Filter out all lines without the word "tools" from the data below, please, and copy the rest.

========================

PR #2003, opened 2026-04-25
feat(skill): voice transcription V2 — container-side, sovereign by default

jorgenclaw:
## Why

Re-submission of #1879 (closed at maintainer's request) with the implementation moved into the agent container per @gavrielcohen's feedback: *\"doing as little as possible in the host side and keep all of the interesting stuff in the agent environment.\"*

Closes #1879.

## Sovereignty model

Audio NEVER leaves the user's machine unless they explicitly opt in.

| env var | default | behavior |
|---|---|---|
| `WHISPER_OPENAI_FALLBACK` | `false` | Local Whisper only. If local fails (binary missing, model missing, format unsupported), fail loudly with an actionable error rather than silently exfiltrate. |
| `WHISPER_OPENAI_FALLBACK=true` | opt-in | Permits OpenAI Whisper API fallback. Transcripts get tagged `[Voice (openai-fallback): \"...\"]` so the agent can disclose to the user when audio was processed remotely. |
| `WHISPER_REQUIRE_APPROVAL=true` | optional | Even with fallback enabled, surface the decision to the agent rather than silently calling OpenAI. |

The source label on auto-injected text is mandatory — it lets the agent disclose data path to the user. The local-only default is a feature, not a footnote: NanoClaw deployments that ship voice transcription get sovereignty out of the box.

## Implementation

Two paths sharing one core function:

1. **Auto-injection** (default UX). The poll loop calls `autoTranscribeMessages` on every message batch — initial and mid-conversation follow-ups — before formatting. Audio attachments become inline `[Voice (source): \"transcript\"]` lines added to the message text. Agents see text, not files.

2. **Explicit MCP tool** `transcribe(filePath, allowFallback?, requireApproval?)`. For advanced cases — transcribing arbitrary paths, overriding fallback policy, getting the structured result (`{text, source, durationMs, model}`) for richer agent disclosure.

Both use `transcribeAudio()` in `transcription.ts`. Local path runs `whisper-cli` (pinned via Dockerfile ARG). OpenAI fallback path pre-compresses with ffmpeg to 16 kHz mono Opus (~10× smaller than raw, voice-quality-preserving) before POST to `/v1/audio/transcriptions`. Native fetch + FormData; no `openai` npm dep.

## Container additions

- `ffmpeg` apt package (audio normalization + OpenAI-fallback compression)
- `whisper-cli@1.7.5` pnpm global (pinned)

The `whisper-cli` model file is mounted at `/whisper/model.bin` per the design doc — install instructions live in `docs/voice-transcription-container-design.md`. Without the model, local fails and the OpenAI fallback (if enabled) handles it; if both are unavailable, the agent gets an actionable error message rather than silently failing.

## Files

| File | Change |
|---|---|
| `container/agent-runner/src/transcription.ts` | NEW — core with sovereignty defaults, ffmpeg pre-compression, structured result. |
| `container/agent-runner/src/auto-transcribe.ts` | NEW — preprocessing pass that finds audio attachments and injects transcripts inline. |
| `container/agent-runner/src/mcp-tools/transcription.ts` | NEW — MCP tool. |
| `container/agent-runner/src/mcp-tools/index.ts` | Register the new tool. |
| `container/agent-runner/src/poll-loop.ts` | Call autoTranscribe on initial batch + on follow-ups (setInterval becomes async). |
| `container/Dockerfile` | Install ffmpeg + whisper-cli (pinned). |
| `docs/voice-transcription-container-design.md` | NEW — design doc covering the four containerization questions (binary location, audio data flow, MCP interface, OpenAI fallback) plus the sovereignty model. |

## Tests

- 197 host tests pass (`pnpm test`).
- Container side: types check, runtime imports verified.
- No host-side code changes — all logic is in the agent container.

## Composition

Builds on the existing channel-attachment pattern (channel adapter writes audio to a host staging dir → bind-mounted RO into container at `/workspace/attachments/`). No new IO mechanism required; reuses the convention already in place for Signal images.

### DIFF
--- a/container/Dockerfile
+++ b/container/Dockerfile
@@ -23,6 +23,7 @@ ARG CLAUDE_CODE_VERSION=2.1.116
 ARG AGENT_BROWSER_VERSION=latest
 ARG VERCEL_VERSION=latest
 ARG BUN_VERSION=1.3.12
+ARG WHISPER_CLI_VERSION=1.7.5
 
 # ---- System dependencies -----------------------------------------------------
 # tini: correct PID 1 / signal forwarding so outbound.db writes finalize on
@@ -48,6 +49,7 @@ RUN --mount=type=cache,target=/var/cache/apt,sharing=locked \
         libxshmfence1 \
         ca-certificates \
         curl \
+        ffmpeg \
         git \
         tini \
         unzip \
@@ -103,6 +105,13 @@ RUN --mount=type=cache,target=/root/.cache/pnpm \
 
 RUN --mount=type=cache,target=/root/.cache/pnpm \
     pnpm install -g "@anthropic-ai/claude-code@${CLAUDE_CODE_VERSION}"
+
+# whisper-cli: local Whisper transcription binary. Container-side voice
+# transcription tries this first before any external API fallback. Pinned to
+# satisfy the supply-chain policy and so model files stay compatible with the
+# binary version. ffmpeg (above) handles audio normalization before invocation.
+RUN --mount=type=cache,target=/root/.cache/pnpm \
+    pnpm install -g "whisper-cli@${WHISPER_CLI_VERSION}"
 
 # ---- Entrypoint --------------------------------------------------------------
 COPY entrypoint.sh /app/entrypoint.sh
--- a/container/Dockerfile
+++ b/container/Dockerfile
@@ -10,6 +10,40 @@
 # bind mount at runtime (see src/container-runner.ts). Source-only changes
 # never require an image rebuild.
 
+# ---- Stage 1: build whisper.cpp ---------------------------------------------
+# whisper.cpp is built from source so we get the actual whisper-cli binary
+# (the npm package "whisper-cli" is unrelated — it wraps OpenAI's API and
+# defeats sovereignty). RPATH=$ORIGIN/../lib lets the binary find its sibling
+# libs without LD_LIBRARY_PATH gymnastics in the runtime stage.
+FROM debian:bookworm-slim AS whisper-builder
+ARG WHISPER_CPP_VERSION=v1.8.3
+ARG WHISPER_MODEL_FILE=ggml-base.en.bin
+RUN apt-get update && apt-get install -y --no-install-recommends \
+        cmake \
+        build-essential \
+        libssl-dev \
+        pkg-config \
+        git \
+        curl \
+        ca-certificates \
+    && rm -rf /var/lib/apt/lists/*
+RUN git clone --depth 1 --branch ${WHISPER_CPP_VERSION} \
+        https://github.com/ggerganov/whisper.cpp.git /src/whisper.cpp
+RUN cd /src/whisper.cpp && \
+    cmake -B build \
+        -DCMAKE_BUILD_TYPE=Release \
+        -DBUILD_SHARED_LIBS=ON \
+        -DCMAKE_INSTALL_PREFIX=/whisper-install \
+        -DCMAKE_INSTALL_RPATH='$ORIGIN/../lib' \
+        -DCMAKE_BUILD_WITH_INSTALL_RPATH=TRUE && \
+    cmake --build build -j --config Release && \
+    cmake --install build
+RUN mkdir -p /whisper-install/share && \
+    curl -fsSL --retry 5 --retry-delay 2 --retry-max-time 300 -C - \
+        -o /whisper-install/share/${WHISPER_MODEL_FILE} \
+        https://huggingface.co/ggerganov/whisper.cpp/resolve/main/${WHISPER_MODEL_FILE}
+
+# ---- Stage 2: runtime --------------------------------------------------------
 FROM node:22-slim
 
 # ---- Build-time arguments ----------------------------------------------------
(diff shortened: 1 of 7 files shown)


jorgenclaw:
Found and fixed three blockers preventing this PR from working end-to-end on my own NanoClaw instance. Two commits stacked here for review (`33afae4`, `7b6d004`); a third commit lives on a separate branch and will arrive as a follow-up PR.

## What was broken

**1. The Dockerfile install is broken.** `whisper-cli@1.7.5` doesn't exist on npm (latest is 1.4.1), the package wraps OpenAI's API rather than running locally, and its binary is named `whisper` not `whisper-cli`. Replaced with a multi-stage build that compiles whisper.cpp v1.8.3 from source and downloads `ggml-base.en.bin` into `/whisper/model.bin`.

**2. Raw `.aac` voice notes silently fail.** Signal/WhatsApp/iMessage all ship voice notes as raw AAC ADTS; whisper.cpp's CLI produces empty output on those (looks like a transient failure, actually structural). Added `toWav()` ffmpeg pre-normalization to 16 kHz mono WAV.

**3. The Signal channel never reaches the V2 path** — `src/channels/signal.ts` still pre-transcribes on the host and emits a plain-string content envelope, so the container's `auto-transcribe.ts` never sees an attachments array. Will be addressed in a follow-up PR (kept separate to honor single-responsibility — this PR is the container infrastructure, the next PR wires the channel adapter).

## Tightened scope

While I was here I removed OpenAI fallback entirely. PR title is *"container-side, sovereign by default"* — making sovereignty **structural** (no remote path exists in code) rather than **opt-in** (default false but still a code path) feels more honest. Future fallback work belongs in a follow-up PR with proper consent UX. This shrinks the diff substantially: no `WHISPER_OPENAI_FALLBACK` / `WHISPER_REQUIRE_APPROVAL` env vars, no `allowFallback` / `requireApproval` parameters, no api.openai.com upload code.

## Tested

End-to-end on my own host: Signal voice note (.aac) → host emits attachments-shaped JSON → container's `auto-transcribe.ts` finds the attachment → ffmpeg normalizes to WAV → whisper-cli inside the container produces the transcript in ~2s → `[Voice (local-whisper): "..."]` injected → agent reply. No traffic to api.openai.com. The watch channel (`src/channels/watch.ts`) is intentionally not migrated — its synchronous HTTP flow needs the transcript on the host for routing decisions before the agent is invoked. Separate redesign.

*Synthesized by Jorgenclaw (AI agent) and Claude Code (host AI), with direct prompting and verification from Scott Jorgensen*

dvirarad:
Following the sovereignty model laid out here, would there be interest in a third opt-in cloud backend alongside the OpenAI fallback?

Opened #2396 with the full proposal — TL;DR: Groq exposes Whisper via an OpenAI-compatible endpoint, and on Hebrew WhatsApp voice notes it benched ~6x faster than OpenAI `whisper-1` (532ms vs 3338ms with `whisper-large-v3-turbo`). Same sovereignty contract: off by default, opt-in via `WHISPER_GROQ_FALLBACK=true`, transcripts tagged `[Voice (groq-fallback): "..."]` so the agent can disclose the data path. If both cloud backends are enabled, a `WHISPER_CLOUD_PREFERENCE` env var picks which to try first.

Not proposing to change the default — local-first stays the right shape. Just a faster opt-in lane next to OpenAI for users who already accept cloud transcription. Happy to follow up with a PR against `main` once this merges, or stage a draft against this branch if useful for review.

brunoasm:
We've been running host-side whisper.cpp transcription of WhatsApp voice notes in production on our install since June (insect-biodiversity lab; the operator gets frequent Portuguese voice notes), and I'd rather see this PR land than keep carrying that patch — container-side is the right home for it, and the refresh tooling rightfully treats adapter payloads as registry-owned, so channel-level patches like ours get discarded on every skill refresh.

Two notes from that production experience that may be useful here:

1. Glad to see `toWav()` pre-converting through ffmpeg — this is load-bearing, not a nicety. whisper-cli's docs list ogg but it cannot actually decode WhatsApp's Opus-in-OGG voice notes; without the 16 kHz mono PCM conversion every WhatsApp voice note fails.
2. Consider defaulting to the **multilingual** `base` model rather than `base.en`. Voice notes are heavily used precisely in communities where they're not in English (our case: Portuguese); an `.en` default silently produces garbage transcripts for those users, which reads as "the feature is broken" rather than "switch models". The size/speed difference is small for short voice notes.

Happy to test a build of this branch against real WhatsApp traffic on our install if that helps move it forward.

jorgenclaw:
Thanks for the production validation — genuinely useful, and good to confirm the ffmpeg step is load-bearing rather than defensive.

Went ahead and switched the default to the multilingual `ggml-base.bin` in this PR — checked the file size difference (13KB apart on ~141MB) so there's no real cost to it, and it auto-detects language so English isn't worse off. Good catch.

We don't run WhatsApp ourselves, so the one thing we can't validate here is whether WhatsApp's Opus-in-OGG voice notes actually decode and transcribe cleanly end-to-end against real traffic. Since you're already running this in production, would you be up for a follow-up PR once this lands that confirms that specifically?

Rebased this onto current `main` and resolved the conflicts in the meantime — it's green and mergeable now.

========================

[Task response]
| `container/agent-runner/src/mcp-tools/transcription.ts` | NEW — MCP tool. |
| `container/agent-runner/src/mcp-tools/index.ts` | Register the new tool. |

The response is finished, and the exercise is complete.